▶ _Task to carry out_
Reproduce exactly the lines below, from the first through the one containing "## 📔 Objective", and nothing more.

Source records
PR #1081, opened 2026-05-14
[PM-37488] Fix state bridge and add integration tests

quexten:
## 🎟️ Tracking

https://bitwarden.atlassian.net/browse/PM-37488

## 📔 Objective

The state bridge return types were compiling correctly, but wrong at runtime. This is a limitation to wasm-bindgen that caused failures when used in the clients. Instead, we return `JsValue` here, changing nothing about the TS interface.

To detect issues that cross the FFI boundary, this PR adds an integration test module, that initializes a basic account and enrolls it in PIN. This verifies that the state bridge is working correctly across the FFI boundary.

The hope is that we can expand the integration tests to cover more issues that would otherwise only be caught when using in clients.

### DIFF
--- a/crates/bitwarden-wasm-internal/integration-tests/package.json
+++ b/crates/bitwarden-wasm-internal/integration-tests/package.json
@@ -1,0 +1,19 @@
+{
+  "name": "sdk-internal-integration-tests",
+  "version": "0.0.0",
+  "private": true,
+  "type": "module",
+  "scripts": {
+    "test": "NODE_OPTIONS=--experimental-vm-modules jest"
+  },
+  "dependencies": {
+    "@bitwarden/sdk-internal": "file:../npm/"
+  },
+  "devDependencies": {
+    "@types/jest": "^29.5.0",
+    "@types/node": "^22.0.0",
+    "jest": "^29.7.0",
+    "ts-jest": "^29.1.0",
+    "typescript": "^5.6.0"
+  }
+}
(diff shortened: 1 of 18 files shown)


crates/bitwarden-wasm-internal/integration-tests/pin-lock.test.ts
```diff
@@ -0,0 +1,137 @@
...
+    get_masterpassword_unlock_data: async () => masterPasswordUnlockData,
+    clear_masterpassword_unlock_data: async () => void (masterPasswordUnlockData = undefined),
+  };
+}
+
+const TEST_EMAIL = "test@bitwarden.com";
+const TEST_PASSWORD = "asdfasdfasdf";
+const TEST_PIN = "1234";
+
+const PRIVATE_KEY =
```
quexten: Note: It probably makes sense to extract these to a helper file that all integration tests can use. However, given that this is the first and only use so far, I'm not doing that here.

dani-garcia (approved):
LGTM, love the integration tests!

crates/bitwarden-wasm-internal/integration-tests/package.json
```diff
@@ -0,0 +1,19 @@
...
+  "private": true,
+  "type": "module",
+  "scripts": {
+    "test": "NODE_OPTIONS=--experimental-vm-modules jest"
+  },
+  "dependencies": {
+    "@bitwarden/sdk-internal": "file:../npm/"
+  },
+  "devDependencies": {
+    "@types/jest": "^29.5.0",
```
mzieniukbw, line 13: I think this needs to be pinned.

mzieniukbw (approved):

PR #1146, opened 2026-05-28
Integration test

quexten:


crates/bitwarden-wasm-internal/integration-tests/tests/streaming-attachment.test.ts
```diff
@@ -0,0 +1,126 @@
+import {
```
quexten, line 1: Note: This is generated by an LLM and not yet reviewed by me. Quality may vary, but it proves it works.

▶ _Answer to this exercise_
PR #1081, opened 2026-05-14
[PM-37488] Fix state bridge and add integration tests

quexten:
## 🎟️ Tracking

https://bitwarden.atlassian.net/browse/PM-37488

## 📔 Objective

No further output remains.